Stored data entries
┄┄┄┄┄┄

PR #875, opened 2020-03-05
[Ruby] Add concept implementation guide

pvcarrera:


languages/ruby/reference/implementing-a-concept-exercise.md
```diff
@@ -1,5 +1,61 @@
...
+                |   └── example.rb
+                ├── &lt;NAME&gt;.rb
+                └── &lt;NAME&gt;_test.rb
+</pre>
+
+## Step 1: adding track-specific files
+
+These files are specific to the Ruby track:
+
+- `<NAME>.rb`. the stub implementation file, which is the starting point for students to work on the exercise.
```
kotp: This uses the literal greater than, and less than symbols, while the lines above (14, 24 and 25) use the HTML entities, can we get this uniform (perhaps with the literal characters)?

pvcarrera: 👍 I also prefer literal characters. I copied the tree structure form the C# track and now I'm wondering if there is any reason why HTML entities are used in there. For example, when the tree is meant to be displayed in a web component which needs HTML entities.

kotp: I would guess that if there were literals and entities mixed in the original, and it hasn't caused programmatic problems and so it stayed.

┄┄┄┄┄┄

▶ _Work to complete_:
Reproduce all the entries verbatim, leaving nothing out.

▶ _Exercise solution_:
PR #875, opened 2020-03-05
[Ruby] Add concept implementation guide

pvcarrera:


languages/ruby/reference/implementing-a-concept-exercise.md
```diff
@@ -1,5 +1,61 @@
...
+                |   └── example.rb
+                ├── &lt;NAME&gt;.rb
+                └── &lt;NAME&gt;_test.rb
+</pre>
+
+## Step 1: adding track-specific files
+
+These files are specific to the Ruby track:
+
+- `<NAME>.rb`. the stub implementation file, which is the starting point for students to work on the exercise.
```
kotp: This uses the literal greater than, and less than symbols, while the lines above (14, 24 and 25) use the HTML entities, can we get this uniform (perhaps with the literal characters)?

pvcarrera: 👍 I also prefer literal characters. I copied the tree structure form the C# track and now I'm wondering if there is any reason why HTML entities are used in there. For example, when the tree is meant to be displayed in a web component which needs HTML entities.

kotp: I would guess that if there were literals and entities mixed in the original, and it hasn't caused programmatic problems and so it stayed.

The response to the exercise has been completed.